# WHAT IS EXPECTED
For the records below, report how many lines include "different", with no accompanying text.

Saved entries:

PR #189, opened 2017-07-08
Multiply nthRoots

aliang8:
sqrt(x) * sqrt(x) should simplify to x


lib/simplifyExpression/collectAndCombineSearch/LikeTermCollector.js
```diff
@@ -220,6 +223,19 @@ function getTermsForCollectingMultiplication(node) {
 }
 
 // A helper function for getTermsForCollectingMultiplication
+// e.g. nthRoot(x, 2), append '2': nthRootNode to terms dictionary
+// Takes the terms dictionary and the nthRoot node, and returns an updated
+// terms dictionary.
+function addToTermsforNthRootMultiplication(terms, node) {
+  const nthRootNode = clone(node);
```
ldworkin: Why do you have to clone here?

lib/simplifyExpression/collectAndCombineSearch/LikeTermCollector.js
```diff
@@ -220,6 +223,19 @@ function getTermsForCollectingMultiplication(node) {
 }
 
 // A helper function for getTermsForCollectingMultiplication
+// e.g. nthRoot(x, 2), append '2': nthRootNode to terms dictionary
```
ldworkin: I'd name this something more descriptive than just '2'. Like 'nthRoot2' or something, not sure.

ldworkin:
This looks great! How hard do you think it would be to also support`sqrt(x,2)^2 => x`? We would just need to add support for expanding `sqrt(x,2)^2 => sqrt(x,2)*sqrt(x,2)` and then your code will take it from there.

ldworkin:
I was also taking a look at what we do for `sqrt(x^2,2)` -- that should really result in `abs(x)` not just `x`, right?

test/simplifyExpression/collectAndCombineSearch/collectAndCombineSearch.test.js
```diff
@@ -10,6 +10,21 @@ function testSimpleCollectAndCombineSearch(exprString, outputStr) {
   TestUtil.testSimplification(collectAndCombineSearch, exprString, outputStr);
 }
 
+describe('combineNthRoots multiplication', function() {
+  const tests = [
+    ['nthRoot(x, 2) * nthRoot(x, 2) * nthRoot(x, 3)',
```
ldworkin: Can you add a test case that is just `nthRoot(x, 2) * nthRoot(x, 2)` to make sure it works if there is no collecting, but only combining?

lib/checks/index.js
```diff
@@ -11,9 +12,11 @@ module.exports = {
   canAddLikeTermPolynomialNodes,
   canMultiplyLikeTermConstantNodes,
   canMultiplyLikeTermPolynomialNodes,
+  canMultiplyNthRoots,
```
ldworkin: Should this be `canMultiplyLikeTermNthRoots` to have consistent naming with the other files?

ldworkin:
This might not be super important, but does this work for negative square roots? (i.e. unary minus)?

lib/checks/canMultiplyNthRoots.js
```diff
@@ -0,0 +1,19 @@
+const Node = require('../node');
+
+function canMultiplyNthRoots(node) {
+  // checks if node is a multiplication of nthRoot nodes
+  // all the terms has to have the same root node to be multiplied
+
+  if (!Node.Type.isOperator(node, '*')
+      || !(node.args.every(term => term.fn && term.fn.name === 'nthRoot'))){
```
ldworkin: `NodeType.isFunction(node, 'nthRoot')` is maybe a slightly cleaner way of checking if the node is an `nthRoot`. Not super important.

lib/ChangeTypes.js
```diff
@@ -67,6 +67,8 @@ module.exports = {
   MULTIPLY_COEFFICIENTS: 'MULTIPLY_COEFFICIENTS',
   // e.g. 2x * x -> 2x ^ 2
   MULTIPLY_POLYNOMIAL_TERMS: 'MULTIPLY_POLYNOMIAL_TERMS',
+  // e.g. nthRoot(x, 2) * nthRoot(x, 2) -> nthRoot(x^2, 2)
+  MULTIPLY_NTH_ROOTS: 'MULTIPLY_NTH_ROOTS',
```
ldworkin: I think this should go in the Roots section, rather than the Multiplying Polynomials section.

aliang8:
Great suggestions. Thanks. Regarding the `abs(x)` comment, I think that is a valid point. We should make that change in another PR. I will also make the changes for `(nthRoot(x,2))^2` in a separate PR since it involves manipulating a different set of files.

lib/simplifyExpression/collectAndCombineSearch/LikeTermCollector.js
aliang8: The 2 is for the index, so I think naming it `nthRoot2` would be misleading. I think just having the `2` there would suffice? Not sure about the naming schema or this codebase.

lib/checks/canMultiplyLikeTermsNthRoots.js
```diff
@@ -0,0 +1,19 @@
+const Node = require('../node');
+
+function canMultiplyNthRoots(node) {
```
evykassirer: this should be called `canMultiplyLikeTermsNthRoots` to match the file name

evykassirer:
> something like nthRoot(x, -2) or like nthRoot(-x, 2)? Neither one of these should evaluate. Are you suggesting that I should add checks?

Yeah we should probably make sure these don't try to get evaluated and throw errors - good catch!

lib/checks/canMultiplyNthRoots.js
evykassirer: definitely cleaner! thanks

lib/checks/canMultiplyLikeTermsNthRoots.js
```diff
@@ -0,0 +1,19 @@
...
+  // checks if node is a multiplication of nthRoot nodes
+  // all the terms has to have the same root node to be multiplied
```
evykassirer: can you put docstrings above the function names? and add an example of some math that would be handled here

lib/checks/canMultiplyLikeTermsNthRoots.js
```diff
@@ -0,0 +1,19 @@
...
+
+  if (!Node.Type.isOperator(node, '*')
+      || !(node.args.every(term => Node.Type.isFunction(term, 'nthRoot')))){
```
evykassirer: hmm what happens if you have `nthRoot(x, 2) * nthRoot(x, 2) * 3` ? It won't get combined here right?

Is that handled in collect and combine? If so, add a test for this case (I don't think I see one) -
 if not maybe you can make a separate change to collect them there so they can be combined with this function

lib/checks/index.js
```diff
@@ -11,9 +12,11 @@ module.exports = {
...
   canMultiplyLikeTermConstantNodes,
   canMultiplyLikeTermPolynomialNodes,
+  canMultiplyLikeTermsNthRoots,
   canRearrangeCoefficient,
   canSimplifyPolynomialTerms,
   hasUnsupportedNodes,
   isQuadratic,
   resolvesToConstant,
 };
+
```
evykassirer: no extra new line at end of file :p

lib/simplifyExpression/collectAndCombineSearch/LikeTermCollector.js
```diff
@@ -198,6 +198,9 @@ function getTermsForCollectingMultiplication(node) {
     if (Node.PolynomialTerm.isPolynomialTerm(child)) {
       terms = addToTermsforPolynomialMultiplication(terms, child);
     }
+    else if (child.fn && child.fn.name === 'nthRoot') {
```
evykassirer: `Node.Type.isFunction`

lib/simplifyExpression/collectAndCombineSearch/LikeTermCollector.js
evykassirer: so the '2' is unrelated to the 2 in nthRoot(x, 2)? If so, change the example - I'm also confused like Lili xD

what do you mean by index? I agree more descriptive would be better.

lib/simplifyExpression/collectAndCombineSearch/LikeTermCollector.js
```diff
@@ -220,6 +223,19 @@ function getTermsForCollectingMultiplication(node) {
 }
 
 // A helper function for getTermsForCollectingMultiplication
+// e.g. nthRoot(x, 2), append '2': nthRootNode to terms dictionary
+// Takes the terms dictionary and the nthRoot node, and returns an updated
+// terms dictionary.
+function addToTermsforNthRootMultiplication(terms, node) {
+  const nthRootNode = node;
+  const rootNode = nthRootNode.args[1].value;
```
evykassirer: if you're taking the value I'd call this `rootNodeValue`

lib/simplifyExpression/collectAndCombineSearch/LikeTermCollector.js
evykassirer: I would make a constant value string like CONSTANT at the top of the file, but for nthroot

and then make the key `NTHROOT +  rootNodeValue` or something - makes it easier to debug cause you know it's referring to roots without having to have seen this code

lib/simplifyExpression/collectAndCombineSearch/multiplyLikeTerms.js
```diff
@@ -37,9 +37,36 @@ function multiplyLikeTerms(node, polynomialOnly=false) {
...
 }
 
+function multiplyNthRoots(node) {
+  if (!checks.canMultiplyLikeTermsNthRoots(node)){
+    return Node.Status.noChange(node);
+  }
+
+  let newNode = clone(node);
+
+  // Array of bases of all the nthRoot terms being multiplied
```
evykassirer: these comments are awesome :D thanks

lib/simplifyExpression/collectAndCombineSearch/multiplyLikeTerms.js
```diff
@@ -37,9 +37,36 @@ function multiplyLikeTerms(node, polynomialOnly=false) {
...
+  const radicands = node.args.map(term => term.args[0]);
+
+  // Multiply them
+  const newRadicandNode = Node.Creator.operator('*', radicands);
+
+  // All the args at this point have the same index,
```
evykassirer: I think we've been using a different name for this than index (forget off the top of my head, but the root code will definitely use it - it might just be 'root' i.e why you're calling it rootNode :p)

is index the official name for the "degree" of the root?

aliang8: Yup, it is for nthRoot nodes.

lib/simplifyExpression/collectAndCombineSearch/LikeTermCollector.js
ldworkin: @aliang8 can you make this change? It actually feels important to me. Having just '2' as a key in a dictionary feels like a bad idea. Also it kind of implies that '2' is the common term that we're grouping under, but it's not. I agree with Evy's suggestion above about the constant :)

ldworkin:
@aliang8 When I mentioned negatives, I actually mean -sqrt(x) * sqrt(x), will that get evaluated to -x? Or -sqrt(x) * -sqrt(x) = x? I'm still trying to understand how negatives are handled in the code base.

Other than that, I think everything has been addressed, so @evykassirer do you want to approve?

lib/checks/canMultiplyLikeTermsNthRoots.js
```diff
@@ -0,0 +1,22 @@
+const Node = require('../node');
+
+// Function to check if nthRoot nodes can be multiplied
+// e.g. nthRoot(x, 2) * nthRoot(x, 2) -> true
+// e.g. nthRoot(x, 2) * nthRoot(x, 3) -> false
+function canMultiplyNthRoots(node) {
```
evykassirer: this should be called canMultiplyLikeTermsNthRoots to match the file name

evykassirer:
But yeah once those things have been addressed, good to go :) 
I'll approve and you can merge tomorrow after the fixes!

lib/simplifyExpression/collectAndCombineSearch/LikeTermCollector.js
```diff
@@ -224,7 +224,7 @@ function getTermsForCollectingMultiplication(node) {
 }
 
 // A helper function for getTermsForCollectingMultiplication
-// e.g. nthRoot(x, 2), append '2': nthRootNode to terms dictionary
+// e.g. nthRoot(x, 2), append 'nthRoot2': nthRootNode to terms dictionary
```
evykassirer: oh you had already done this! but just didn't update the comment haha. my bad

# TASK OUTPUT
2